▸ **Exercise requirements**: When a line below holds the string "porgabi", show that line.

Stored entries

PR #199, opened 2022-10-05
OCC-23: Product variants should have unique SKUs

### LINKED ISSUE #135: Product variants should have unique SKUs (OCC-23)
Suggested by @chinasqzl [here](https://github.com/OrchardCMS/OrchardCore.Commerce/issues/5#issuecomment-1016995456).

This could be handled similarly to variant prices. However inventory management may complicate things. An approach where variants are separate content items and they are linked (similar to how the Content Localization feature works) may be more appropriate. Please discuss.

porgabi:
OCC-23

Fixes #135


src/Modules/OrchardCore.Commerce/Abstractions/IProductService.cs
```diff
@@ -14,12 +15,25 @@ public interface IProductService
...
+    Task<(PriceVariantsPart Part, string VariantKey)> GetExactVariantAsync(string sku);
 }
 
 public static class ProductServiceExtensions
 {
-    public static async Task<ProductPart> GetProductAsync(this IProductService service, string sku) =>
-        (await service.GetProductsAsync(new[] { sku })).FirstOrDefault();
+    public static async Task<ProductPart> GetProductAsync(this IProductService service, string sku)
+    {
+        var dashIndex = sku.IndexOf(value: "-", StringComparison.InvariantCulture);
```
DemeSzabolcs, line 34: `sku.IndexOf(value: "-", StringComparison.InvariantCulture);` is also in `ProductService.cs`. Please put it in an extension method and use that.

src/Modules/OrchardCore.Commerce/Services/ProductService.cs
```diff
@@ -76,4 +76,18 @@ private static void FillField(ContentPart part, ContentPartFieldDefinition field
             part.Get(typeOfField, fieldName);
         }
     }
+
+    public string GetVariantKey(string sku)
```
DemeSzabolcs, line 80: Sorry, I just noticed something. `productPart.Sku + '-' + value.Classify().ToUpperInvariant` This part is missing.

> Oliver is right, you only save the base SKU. The variant SKU should be generated similarly to [how the price variant labels are generated](https://github.com/OrchardCMS/OrchardCore.Commerce/blob/main/src/Modules/OrchardCore.Commerce/Drivers/PriceVariantsPartDisplayDriver.cs#L82) and then converted to that upper case format I previously described.

DemeSzabolcs (changes requested):

src/Modules/OrchardCore.Commerce/Abstractions/IProductService.cs
```diff
@@ -29,9 +29,11 @@ public interface IProductService
 
 public static class ProductServiceExtensions
 {
+    public static int GetDashIndex(string sku) => sku.IndexOf(value: "-", StringComparison.InvariantCulture);
```
DemeSzabolcs, line 32: This is not an extension method.

Do it like this:
```suggestion
    public static int GetDashIndex(this string sku) => sku.IndexOf(value: "-", StringComparison.InvariantCulture);
```
Then you can use it like this
```
var dashIndex = sku.GetDashIndex();
```

Also could you please move the whole `ProductServiceExtensions` class to a different file to the `Extensions` folder. It's getting ugly that it's here.

src/Modules/OrchardCore.Commerce/Services/ProductService.cs
```diff
@@ -79,14 +79,14 @@ private static void FillField(ContentPart part, ContentPartFieldDefinition field
 
     public string GetVariantKey(string sku)
     {
-        var dashIndex = sku.IndexOf(value: "-", StringComparison.InvariantCulture);
-        return dashIndex == -1 ? sku : sku[(dashIndex + 1)..];
+        var dashIndex = ProductServiceExtensions.GetDashIndex(sku);
+        return dashIndex == -1 ? sku : sku[(dashIndex + 1)..].ToUpperInvariant();
```
DemeSzabolcs, line 83: This is still wrong. Let me clarify, this function is okay (apart from `.ToUpperInvariant()` see below), I just commented here, because there is no specific place where I can comment this.

`productPart.Sku + '-' + value.Classify().ToUpperInvariant` is still missing. It's okay that we can give this function an SKU and a variant key and it will get the variant key, but the variant key is generated nowhere. There is no function to currently get the SKU + variant key. 

Like if we have a size L, black shirt, and its base SKU is SHIRT, there is no way to get SHIRT-L-BLACK (so the SKU and  the variant key). 

Dávid mentioned this here (please read this carefully, also see the linked code): https://github.com/OrchardCMS/OrchardCore.Commerce/issues/135#issuecomment-1251175671

You don't need to save it, but there should be a way to generate it. It might not be used currently, but it should be implemented. (I think you also asked this:

> Makes sense; just to clarify, these display surfaces are to be implemented in the future and do not yet exist, right?

)
Though please check if anything need to be replaced by the SKU + variant key combination where `PriceVariantPart` is used for a product.

Also, you don't need to convert it to `ToUpperVariant()`, the base SKU will be uppercase anyway and if you create the above-mentioned variant key generator function you can attach the variant key there as uppercase, so it will "arrive" here as uppercase already.

@DAud-IcI Could you please confirm that I'm right? Since the idea was yours.

DemeSzabolcs (changes requested):

src/Modules/OrchardCore.Commerce/Abstractions/IProductService.cs
DAud-IcI: The `comparisonType` should be `StringComparison.Ordinal`. When you compare punctuation this is the simplest and preferred type.
Also I don't think this needs to be an extension method because using split would be better in both use cases.

src/Modules/OrchardCore.Commerce/Abstractions/IProductService.cs
```diff
@@ -14,12 +15,27 @@ public interface IProductService
...
 public static class ProductServiceExtensions
 {
-    public static async Task<ProductPart> GetProductAsync(this IProductService service, string sku) =>
-        (await service.GetProductsAsync(new[] { sku })).FirstOrDefault();
+    public static int GetDashIndex(string sku) => sku.IndexOf(value: "-", StringComparison.InvariantCulture);
+
+    public static async Task<ProductPart> GetProductAsync(this IProductService service, string sku)
+    {
+        var dashIndex = GetDashIndex(sku);
+        return (await service.GetProductsAsync(new[] { dashIndex == -1 ? sku : sku[..dashIndex] })).FirstOrDefault();
```
DAud-IcI, line 37: Use `.SingleOrDefault`, because it should never return more than one results and if it does then that's an exception.

src/Modules/OrchardCore.Commerce/Services/ProductService.cs
```diff
@@ -76,4 +76,18 @@ private static void FillField(ContentPart part, ContentPartFieldDefinition field
...
+
+    public string GetVariantKey(string sku)
+    {
+        var dashIndex = ProductServiceExtensions.GetDashIndex(sku);
+        return dashIndex == -1 ? sku : sku[(dashIndex + 1)..].ToUpperInvariant();
+    }
+
+    public async Task<(PriceVariantsPart Part, string VariantKey)> GetExactVariantAsync(string sku)
+    {
+        var productPart = await ProductServiceExtensions.GetProductAsync(this, sku);
```
DAud-IcI, line 88: Why not `await this.GetProductAsync(sku)`?

src/Modules/OrchardCore.Commerce/Services/ProductService.cs
DAud-IcI: The problem is that currently there is no relation between the SKU fragment and the `PriceVariantsPart.Variants` dictionary key. The goal is to be able to look up the specific variant price from the variant SKU. The best approach would be to update [here](https://github.com/OrchardCMS/OrchardCore.Commerce/blob/2ed945f5996a71cba81b7b17ab61e1f86713ba53/src/Modules/OrchardCore.Commerce/Drivers/PriceVariantsPartDisplayDriver.cs#L81) and [here](https://github.com/OrchardCMS/OrchardCore.Commerce/blob/6645257c7dd248e30ee915c6527524bb4d657131/src/Modules/OrchardCore.Commerce/Services/PriceVariantProvider.cs#L65), basically uppercase and classify the dictionary key to get the SKU style we want. Then we won't have to convert back and forth between two different key types.

Once updated, please extract [this section](https://github.com/OrchardCMS/OrchardCore.Commerce/blob/6645257c7dd248e30ee915c6527524bb4d657131/src/Modules/OrchardCore.Commerce/Services/PriceVariantProvider.cs#L60-L69) into a method of `ShoppingCartItem` because it will be reused by future features. Also create a unit test to verify that the SKU variant key is generated correctly from the `ShoppingCartItem` attributes.

I agree that you don't need `ToUpperInvariant()`, but on the other hand please add `StringComparer.OrdinalIgnoreCase` to the Dictionary constructor [here](https://github.com/OrchardCMS/OrchardCore.Commerce/blob/a4408afb203b0e5a135a19c38f18fac2ab0f4efe/src/Modules/OrchardCore.Commerce/Models/PriceVariantsPart.cs#L12) to avoid backwards compatibility issues with existing instances.

src/Modules/OrchardCore.Commerce/Abstractions/IProductService.cs
DAud-IcI, line 37: This is a nice method, but removing the part after the dash should be in the `GetProductsAsync` implementation. Otherwise you could pass variant SKUs into `GetProductsAsync` and that would be invalid.

Also I think it would be cleaner to do `sku.Split('-').First()` instead of slicing.

src/Modules/OrchardCore.Commerce/Services/ProductService.cs
```diff
@@ -76,4 +76,18 @@ private static void FillField(ContentPart part, ContentPartFieldDefinition field
             part.Get(typeOfField, fieldName);
         }
     }
+
+    public string GetVariantKey(string sku)
+    {
+        var dashIndex = ProductServiceExtensions.GetDashIndex(sku);
+        return dashIndex == -1 ? sku : sku[(dashIndex + 1)..].ToUpperInvariant();
```
DAud-IcI, line 83: Some time ago I've made a method for splitting a string into two parts, called `Partition` (name and concept shamelessly stolen from Python). I think if you don't have a dash here then something went wrong and it should throw.
So this better written as `sku.Partition("-").Right ?? throw new ArgumentException("The SKU doesn't contain a dash. Is it a product variant SKU?", nameof(sku))`.

DAud-IcI (changes requested):

src/Modules/OrchardCore.Commerce/Services/ProductService.cs
porgabi: After adding uppercase conversion and classification to the highlighted parts in **PriceVariantsPartDisplayDriver** and **PriceVariantProvider**, it's not clear to me if a standalone SKU-generator method is necessary?

Primary reason I've been slow to address this part is I've still been struggling to understand how exactly it's supposed to work. Please let me know if my latest additions are correct.

DAud-IcI: It's okay. I wanted a standalone method for future-proofing, but we can do that when the need actually arises.

DAud-IcI (changes requested):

▸ **Written solution**:
porgabi:
porgabi: After adding uppercase conversion and classification to the highlighted parts in **PriceVariantsPartDisplayDriver** and **PriceVariantProvider**, it's not clear to me if a standalone SKU-generator method is necessary?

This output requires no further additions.